Problem to work on | Look for the word "next". Copy every line of the listing where it occurs.

Records to use |
Issue #6500, opened 2022-07-21
Determine plan for auditing Rust dependencies


legoktm:
As part of using Sequoia, we'll start pulling in Rust dependencies (161 crates by my current count!). The process for performing "diff reviews" of Python dependencies is [documented on the wiki](https://github.com/freedomofpress/securedrop/wiki/Dependency-specification-and-update-policies).

We may want to take advantage of some Rust tools that allow for sharing audit status like:
* https://github.com/crev-dev/cargo-crev
* https://github.com/mozilla/cargo-vet (see LWN coverage: https://lwn.net/Articles/897435/)

legoktm:
I reviewed both the cargo-crev and cargo-vet documentation, and while it seems less mature, my preference is for cargo-vet.

cargo-crev is designed for individuals doing reviews, each person gets a crev ID and hosts their own crev proof repository. While cargo-vet seems more aligned with trusting orgs for reviews.

cargo-crev is built on the web of trust, so when you trust person, you now implicitly trust all the other people they trust. I think that's fine for casual projects, but I think we're a lot more paranoid than that! I imagine we would trust the audits done by Mozilla/Firefox since if we don't trust them we're already pwned, but not necessarily every person who someone who works on Firefox trusts.

And ultimately cargo-vet seems conceptually simpler, there's no cryptography involved or keys or IDs, it just relies on git repos (so HTTPS).

legoktm:
I tried out `cargo vet` today, it seems to work pretty nicely. The main "issue" I ran into was that we are deploying to a very specific platform ("target" in Rust lingo), Linux x86_64. There are a bunch of Windows/WASM/Redox dependencies in the vet list that we don't actually use that I filtered out manually based on https://github.com/mozilla/cargo-vet/issues/63#issuecomment-1382836458. That ticket has some suggestions on how upstream can implement some form of target limiting.

legoktm:
Thinking closely about the Python diff review workflow, there are two steps missing:
* We don't verify that the version we review matches checksum of what is included in Cargo.lock. This probably needs to be fixed upstream.
* There's no opportunity to PGP sign the review. If we consider this to be a requirement, I would suggest we just mandate GPG-signing of commits that add new audits.

legoktm:
I think we're mostly set on going forward with `cargo vet`, but FWIW Google has also adopted it: https://opensource.googleblog.com/2023/05/open-sourcing-our-rust-crate-audits.html

cfm:
[...]

Issue #6399, opened 2022-04-13
Use Sequoia-PGP instead of gpg/pretty_bad_protocol


legoktm:
## Status

A branch, [`oxidize`](https://github.com/freedomofpress/securedrop/tree/oxidize), contains the current state of progress.

## Original description

We should consider using https://sequoia-pgp.org/ for SecureDrop's encryption instead of our current setup of the unmaintained pretty_bad_privacy library shelling out to gpg.

Recent issues with gpg like https://github.com/freedomofpress/securedrop/issues/6389 indicate that we really don't need most of gpg's functionality and our reliance on an unmaintained library that the author discourages people from using (as implied in the name). Using Sequoia as a library should allow us to use only what we actually need to use. We would also no longer be tied to the gpg on-disk keyring, so we could put them in the database, avoiding issues like https://github.com/freedomofpress/securedrop/pull/6270 (we'd need some migration process of course).

According to <https://sequoia-pgp.org/status/>, no external audit of the code has been done yet.

We will also want to look into whether we can reuse something like [johnnycanencrypt](https://github.com/kushaldas/johnnycanencrypt) or whether we should just roll our own [pyO3](https://pyo3.rs/) bindings.

## Subtasks

* [x] #6499
* [x] Write code (including tests for all of the below):
   * [x] #6799
   * [x] #6800
   * [x] #6802
   * [x] #6807
   * [x] **BLOCKER:** cumulative dependency/diff review, including #6500
* [x] #6801
* [x] #6806
* [x] Rust integration
   * [x] #6814
   * [x] #6816
   * [x] #6817
   * [x] #6815

legoktm:
My current thinking is that we use pyO3 to write a very slim bridge to sequoia that just implements the bare functionality of what we need.

We might want to maintain this bridge in a separate repository, build it as a wheel and treat it as a dependency just so we don't need to add the Rust toolchain and build step into the dev container, `make build-debs`, etc. It would make integration testing annoying though since you have to keep manually building and installing the wheel.

Or we just bite the bullet and integrate all the Rust stuff in properly, which, as a side-benefit lowers the bar for the next person trying to introduce Rust things :)

legoktm:
> We would also no longer be tied to the gpg on-disk keyring, so we could put them in the database

[...]

PR #6828, opened 2023-05-30
Add "redwood" Sequoia Rust/Python bridge 

### LINKED ISSUE #6814: CI runs Rust-specific lint/test jobs
We are introducing Rust code for the first time as part of the Sequoia work and need to set up CI checks. For the first step we should:

* Run `cargo clippy`, with warnings causing failures
* Run `cargo test`
* Run `maturin build`, so we know that it builds/compiles with pyO3.

### LINKED ISSUE #6816: Development environment builds Rust code (optionally with live-reload)
Once the Sequoia migration introduces Rust code, we need to pre-compile that code and install it in the venv before launching the dev flask servers. This has been done in the oxidize branch already.

It would be nice if live-reload worked so that changing a Rust file would recompile the Rust code, install the wheel, and then trigger reload of the flask dev servers. But I could easily see this being more complicated than its worth and also I personally rarely use live reload functionality when developing my own Rust projects.

**Blocked by:**
* #6784

legoktm:
## Status

Ready for review, but depends on #6832

## Description of Changes

See individual commit messages.

Refs https://github.com/freedomofpress/securedrop/issues/6814.
Fixes https://github.com/freedomofpress/securedrop/issues/6814.
Fixes https://github.com/freedomofpress/securedrop/issues/6816.

## Testing

* [x] Visual review of Rust code
* [x] CI passes
* [x] Bringing up a development environment (`make dev`) works
* [x] Bringing up a development environment a second time doesn't recompile everything from scratch

## Deployment

Any special considerations for deployment? This PR merely introduces Rust code and builds it for the development environment, it should have no impact on staging/prod installs yet.

## Checklist

- [x] I have opened a PR in the [docs repo](https://github.com/freedomofpress/securedrop-docs) for these changes, or will do so later - will do so later once more of the Rust stuff is in place.

Since this includes Rust code, we're going to defer the review to #6500.


Makefile
```diff
@@ -119,6 +123,12 @@ html-lint:  ## Validate HTML in web application template files.
 		securedrop/source_templates/*.html securedrop/journalist_templates/*.html
 	@echo
 
+.PHONY: rust-lint
+rust-lint: ## Lint Rust code
```
cfm, line 127: Is there any reason not to include this in `lint` below?

Makefile
```diff
@@ -282,6 +292,11 @@ test:  ## Run the test suite in a Docker container.
 .PHONY: test-focal
 test-focal:  test
 
+.PHONY: rust-test
+rust-test:
```
cfm, line 297: Is there any reason not to include this in `test` above?

redwood/redwood.pyi
```diff
@@ -0,0 +1,16 @@
+# type stub for redwood module
+# see https://pyo3.rs/v0.16.4/python_typing_hints.html
+from pathlib import Path
+from typing import List
+
+def generate_source_key_pair(passphrase: str, email: str) -> (str, str, str):
+    pass
```
cfm: @legoktm, what is your opinion on `pass` versus `...`?

securedrop/dockerfiles/focal/python3/SlimDockerfile
```diff
@@ -9,16 +9,34 @@ RUN apt-get update && DEBIAN_FRONTEND=noninteractive TZ=Etc/UTC apt-get install
...
+ENV RUSTUP_INIT_SHA256 3dc5ef50861ee18657f9db2eeb7392f9c2a6c95c90ab41e45ab4ca71476b4338
+ENV RUSTUP_HOME /opt/rustup
+ENV CARGO_HOME /opt/cargo
+
+RUN TMPDIR=`mktemp -d` && cd ${TMPDIR} \
+        && curl --proto '=https' --tlsv1.2 -OO -sSf https://static.rust-lang.org/rustup/archive/${RUSTUP_VERSION}/x86_64-unknown-linux-gnu/rustup-init \
+        && echo "${RUSTUP_INIT_SHA256} *rustup-init" | sha256sum -c - \
+        && chmod +x rustup-init \
+        && ./rustup-init --default-toolchain=${RUST_VERSION} --profile minimal -y \
+        && cd && rm -rf ${TMPDIR}
```
cfm, line 29: I know this comes from freedomofpress/securedrop-security#70, but I would love an explanatory comment for posterity here and in `builder/Dockerfile` if you're willing to add one.  (I'll live with the short flags. ;-)

securedrop/bin/dev-deps
```diff
@@ -156,3 +156,15 @@ function reset_demo() {
         ./loaddata.py
     fi
 }
+
+function build_redwood() {
+    # Create a debug build of redwood and install it in the app-code virtualenv
+    # TODO: add live reload support
+    # We tell cargo to put its registry/crate cache and build cache in the target/ folder so
+    # it persists instead of being recreated from scratch each time the container starts.
+    # n.b. we can't re-use the host's caches because of permission differences
```
cfm, line 165: This is great to have documented.  Do you plan to implement the `TODO` on this branch, or would you like to defer it to a follow-up ticket?

redwood/src/lib.rs
```diff
@@ -0,0 +1,233 @@
...
+    Io(#[from] io::Error),
+    #[error("Unexpected non-UTF-8 text: {0}")]
+    NotUnicode(#[from] FromUtf8Error),
+}
+
+create_exception!(redwood, RedwoodError, PyException);
+
+impl From<Error> for PyErr {
+    fn from(original: Error) -> Self {
+        // TODO: make sure we're not losing the stacktrace here
```
cfm: Flagging `TODO`.

redwood/src/lib.rs
```diff
@@ -0,0 +1,233 @@
...
+        for key in cert
+            .keys()
+            .with_policy(p, None)
+            .supported()
+            .alive()
+            .revoked(false)
+        {
+            recipient_keys.push(key);
+        }
+    }
```
cfm: Could you briefly document this progression?

redwood/src/lib.rs
```diff
@@ -0,0 +1,233 @@
...
+
+    let mut sink = File::create(destination)?;
+    let message = Message::new(&mut sink);
+    let message = Armorer::new(message).build()?;
+    let message = Encryptor::for_recipients(message, recipient_keys).build()?;
+    let mut message = LiteralWriter::new(message).build()?;
+
+    io::copy(&mut plaintext, &mut message)?;
+
+    message.finalize()?;
```
cfm: This is *so* elegant, *and*: could you briefly document it?  :-)

redwood/src/lib.rs
```diff
@@ -0,0 +1,233 @@
...
+
+    Ok(())
+}
+
+/// Decrypt the given ciphertext using the specified private key that is locked
+/// using the provided passphrase. It is assumed that the plaintext is UTF-8.
```
cfm: Nit for clarity: Are "given", "specified", and "provided" interchangeable in this comment?  If so, I would suggest something like:

```suggestion
/// Given a ciphertext, private key, and passphrase, unlock the private key with
/// the passphrase, and use it to decrypt the ciphertext.  It is assumed that the
/// plaintext is UTF-8.
```

redwood/src/lib.rs
```diff
@@ -0,0 +1,233 @@
...
+        assert_eq!(format!("{}", cert.fingerprint()), fingerprint);
+        println!("{}", secret_key);
+        assert!(secret_key.starts_with("-----BEGIN PGP PRIVATE KEY BLOCK-----"));
+        assert!(secret_key.contains("Comment: Source Key <foo@example.org>"));
+        let cert = Cert::from_str(&secret_key).unwrap();
+        assert_eq!(format!("{}", cert.fingerprint()), fingerprint);
+    }
+
+    #[test]
+    fn test_encryption_decryption() {
```
cfm, line 219: Beautiful.

redwood/src/decryption.rs
```diff
@@ -0,0 +1,67 @@
...
+    pub(crate) secret: &'a sequoia_openpgp::Cert,
+    pub(crate) passphrase: &'a Password,
+}
+
+impl<'a> VerificationHelper for Helper<'a> {
+    fn get_certs(
+        &mut self,
+        _ids: &[sequoia_openpgp::KeyHandle],
+    ) -> sequoia_openpgp::Result<Vec<sequoia_openpgp::Cert>> {
+        // Return public keys for signature verification here.
```
cfm: Copypasta?

redwood/src/decryption.rs
```diff
@@ -0,0 +1,67 @@
...
+        Ok(Vec::new())
+    }
+
+    fn check(
+        &mut self,
+        _structure: MessageStructure,
+    ) -> sequoia_openpgp::Result<()> {
+        // Implement your signature verification policy here.
```
cfm: Copypasta?

redwood/src/decryption.rs
```diff
@@ -0,0 +1,67 @@
...
+        D: FnMut(SymmetricAlgorithm, &SessionKey) -> bool,
+    {
+        // The encryption key is the first and only subkey.
+        let key = self
+            .secret
+            .keys()
+            .secret()
+            .with_policy(self.policy, None)
+            .next()
+            // FIXME: unwrap()
```
cfm: Flagging `FIXME`.

redwood/src/decryption.rs
```diff
@@ -0,0 +1,67 @@
...
+        // Decrypt the secret key with the specified passphrase.
+        let mut pair = key.decrypt_secret(self.passphrase)?.into_keypair()?;
+
+        pkesks[0]
+            .decrypt(&mut pair, sym_algo)
+            .map(|(algo, session_key)| decrypt(algo, &session_key));
+
+        // XXX: In production code, return the Fingerprint of the
+        // recipient's Cert here
+        Ok(None)
```
cfm: Flagging `XXX`.

cfm (changes requested):
Test plan checks out!  Please take (or leave :-) the inline comments in the spirit of an initial read-through.

I'll review #6832 tomorrow, which will let you rebase this from `develop` along with any changes you make in response to the review.

Makefile
legoktm: Two considerations:
1. We don't currently require a Rust toolchain to run `make lint/test`
2. I would estimate that 95% of commits (currently) won't touch Rust code, so running it on every lint/test seems excessive and if you don't have a hot cache, slow.

I expect both of those to degrade over time (the first is especially weak already) that it's probably worth doing eventually, it just seems like it would be a bit annoying right now.

redwood/redwood.pyi
legoktm: I didn't realize that `...` was an option, but it seems like the correct thing per https://typing.readthedocs.io/en/latest/source/stubs.html#functions-and-methods

> Using a function or method body other than the ellipsis literal is currently unspecified. Stub authors may experiment with other bodies, but it is up to individual type checkers how to interpret them:
> ```python
> def foo(): ...  # compatible
> def bar(): pass  # behavior undefined
> ```

Changed.

securedrop/bin/dev-deps
legoktm: I would prefer to defer live-reload to a different PR/ticket - I think using something like https://lib.rs/crates/cargo-watch is probably the way to go, but there are ramifications like making container builds much slower if we build from source, etc. that it needs a bit more thinking on what actually provides a better DX.

redwood/src/lib.rs
legoktm: Done, and I added function-level docs that point to https://gitlab.com/sequoia-pgp/sequoia/-/blob/main/guide/src/chapter_02.md which is basically where this pattern comes from.

redwood/src/lib.rs
legoktm: Done, hopefully that's clear!

redwood/src/lib.rs
legoktm: Yes, ty, applied.

redwood/src/decryption.rs
legoktm: Yes, fixed the comment to explain why it's not implemented.

redwood/src/decryption.rs
legoktm: Yes, fixed the comment to explain why it's not implemented.

redwood/src/decryption.rs
legoktm: Fixed by throwing an error (instead of panic!-ing) and added a comment on why it shouldn't be reachable

redwood/src/decryption.rs
legoktm: I've expanded the XXX but mostly I think it's a question for the Sequoia team on whether we need to implement the return value or not.

securedrop/dockerfiles/focal/python3/SlimDockerfile
legoktm: I've added more documentation in https://github.com/freedomofpress/securedrop/pull/6832/commits/5cec5b54290ed7bb59b09d176234b15c2b46f06a - if that looks good to you I can copy it back here.

redwood/src/lib.rs
legoktm: I think the answer is that we're not losing the stacktrace because it never had it in the first place :/ https://docs.rs/anyhow/latest/anyhow/ describes that we need to enable both the `backtrace` feature and set an environment variable.

Based on https://docs.rs/anyhow/latest/anyhow/struct.Error.html#display-representations we should at least use the Debug mode: `{:?}` so we're not dropping context - done.

legoktm: pyo3 now supports a built-in conversion from anyhow (https://github.com/PyO3/pyo3/blob/342e4ca678834736779e6ada4d60354be7bd4b1d/src/conversions/anyhow.rs#L114), I'm trying to see if that's enough to drop our `Error` type entirely and just go from anyhow::Error -> RedwoodError...

legoktm: OK, it doesn't seem possible, the built-in conversion is hardcoded to only throw `RuntimeError` and I think having a dedicated `RedwoodError` (in Python) is important here so I'll leave it as is.

Makefile
cfm: Makes sense.  Thanks!

securedrop/dockerfiles/focal/python3/SlimDockerfile
cfm: That's great.  Thank you!

cfm (changes requested):
Thanks for quick turnaround on those changes, @legoktm!  From my perspective this is ready to go.  However, it doesn't rebase cleanly from `develop` after #6832.  Can you rebase, and then I'll do a final review before merge?

securedrop/dockerfiles/focal/python3/SlimDockerfile
legoktm: Copied over!

legoktm:
Rebased!

cfm (approved):
This looks terrific, @legoktm.  It's a joy to see what these functions look like in Rust!  Thank you for leading this effort.

I'll merge as soon as CI is green.

legoktm:
Oh actually, I'm wondering if we need to do a diff review for maturin now? Like, it's mostly Rust but there is a bit of Python in it that I assume we should peek at?

legoktm:
But also it's kind of useless to review the Python parts without the Rust parts, so I'm also ok with deferring it to https://github.com/freedomofpress/securedrop/issues/6500, with that being a blocker for actual usage of the code.

cfm:
I agree, @legoktm.  I've also updated #6399 to emphasize that blocking status for production acceptance and release.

Answer space |
Or we just bite the bullet and integrate all the Rust stuff in properly, which, as a side-benefit lowers the bar for the next person trying to introduce Rust things :)
+            .next()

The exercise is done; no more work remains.